The resource has been built by a team of scientists at the University of Galway’s Molecular Systems Physiology group, led by APC Microbiome Ireland principal investigator Professor Ines Thiele.

The team’s research aims to advance precision medicine by using computational modeling. 

Professor Thiele explained: “AGORA2 is a milestone towards personalized, predictive computer simulations enabling the analysis of person-microbiome-drug interactions for precision medicine applications.

“Humans are hosting a myriad of microbes. Just like us, these microbes eat and interact with their environment. Considering that we are all unique, each of us hosting an individual microbiome our metabolism is also expected to vary between individuals. 

“The insight provided by the database of digital microbes presents a healthcare opportunity to harness individual differences in metabolism to provide personalized, improved treatments in ‘precision medicine’, compared to a currently more general ‘one-size-fits-all’ approach.

“Besides our food, our microbiomes also metabolize the medicines we take. The same drug may therefore manifest diverse effects in disparate people because of the differences in metabolism performed by the different microbiomes.”

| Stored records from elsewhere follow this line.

PR #120, opened 2024-10-16
Fix: Improve filter layout for mobile

GODrums:
### Motivation

On smaller screens (e.g. mobile) the leaderboard filters are sometimes outside of the viewing area.

### Description

This PR gives the filter component more responsiveness for smaller screens.

Width <580px:
image
Width 580-1280px:
image

#### General

#### Client (if applicable)

### DIFF
--- a/webapp/src/app/home/home.component.html
+++ b/webapp/src/app/home/home.component.html
@@ -1,6 +1,6 @@
 <div class="flex flex-col items-center">
   <div class="">
-    <div class="grid grid-cols-1 xl:grid-cols-4 gap-4 xl:gap-8">
+    <div class="grid grid-cols-1 xl:grid-cols-4 gap-y-4 xl:gap-8">
       <div class="space-y-2 col-span-1">
         <div class="flex flex-col gap-2 mb-4">
           <h1 class="text-3xl font-bold">Artemis Leaderboard</h1>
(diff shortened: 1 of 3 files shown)


FelixTJDietrich (changes requested):
Can you also make the container fit the subviews? There is a lot of whitespace to the side 🤔 
image
image

GODrums:
> Can you also make the container fit the subviews? There is a lot of whitespace to the side 🤔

Using the digital microbe resource AGORA2, computer simulations have shown that drug metabolism varies significantly between individuals, as driven by their microbiomes. 

Uniquely, the AGORA2-based supercomputer simulations enabled the identification of microbes and metabolic processes for individual drugs correlated with observations in a clinical setting. 

The research was published today in Nature Biotechnology. 

The team at the University of Galway demonstrated that AGORA2 enables personalized, strain-resolved modeling by predicting the drug conversion potential of the gut microbiomes from 616 colorectal cancer patients and controls, which greatly varied between individuals and correlated with age, sex, body mass index, and disease stages. This means that the team can create digital representations and predictions specific to the divergent microbes.

Professor Thiele added: “Knowledge of our individual microbiomes and their drug-metabolizing capabilities represents a precision medicine opportunity to tailor drug treatments to an individual to maximize health benefits while minimizing side effects.

“By using AGORA2 in computer simulations our team has shown that the resulting metabolic predictions enabled superior performance compared to what was possible to date.”

Professor Paul Ross, Director of APC Microbiome Ireland, said: “This research is a perfect illustration of the power of computational approaches to enhance our understanding of the role of microbes in health and disease – significantly this digital platform will be a fantastic resource that could lead to the development of novel personalized therapeutic approaches which take the microbiome into account.” 

This work was led by the University of Galway and completed as part of a collaboration between many international institutions, including the University of Lorraine, and the University of Medicine Greifswald.